◆ **WHAT TO DO**
Below is some data; print it all back exactly.

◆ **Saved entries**
[Start of Attachment]

PR #4824, opened 2025-01-14
feat(template): added conduwuit

nktnet1:
## Changes
- added the template for Conduwuit, a well-maintained, featureful Matrix chat homeserver (fork of Conduit)

**Note:**

I've tried configuring healthchecks with something like
```yaml
    healthcheck:
      test: ["CMD", "curl", "-f", "http://127.0.0.1:6167"]
      interval: 5s
      timeout: 20s
      retries: 10
```

although it did not work. Looks like we can't exec into the containter either, e.g.

```sh
$ docker exec -it <CONDUWUIT_CONTAINER_ID> sh  
OCI runtime exec failed: exec failed: unable to start container process: exec: "sh": executable file not found in $PATH: unknown
```

I was able to healthcheck using a sidecar container though:

```sh
$ docker run -it --rm --network container:<CONDUWUIT_CONTAINER_ID> alpine sh 
/ # apk add curl
/ # curl http://localhost:6167
hewwo from conduwuit woof!/ # 
```


peaklabs-dev:
Hey @nktnet1,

[End of Attachment]

◆ **SOLUTION FOR THIS PROBLEM**
PR #4824, opened 2025-01-14
feat(template): added conduwuit

nktnet1:
## Changes
- added the template for Conduwuit, a well-maintained, featureful Matrix chat homeserver (fork of Conduit)

**Note:**

I've tried configuring healthchecks with something like
```yaml
    healthcheck:
      test: ["CMD", "curl", "-f", "http://127.0.0.1:6167"]
      interval: 5s
      timeout: 20s
      retries: 10
```

although it did not work. Looks like we can't exec into the containter either, e.g.

```sh
$ docker exec -it <CONDUWUIT_CONTAINER_ID> sh  
OCI runtime exec failed: exec failed: unable to start container process: exec: "sh": executable file not found in $PATH: unknown
```

I was able to healthcheck using a sidecar container though:

```sh
$ docker run -it --rm --network container:<CONDUWUIT_CONTAINER_ID> alpine sh 
/ # apk add curl
/ # curl http://localhost:6167
hewwo from conduwuit woof!/ # 
```


peaklabs-dev:
Hey @nktnet1,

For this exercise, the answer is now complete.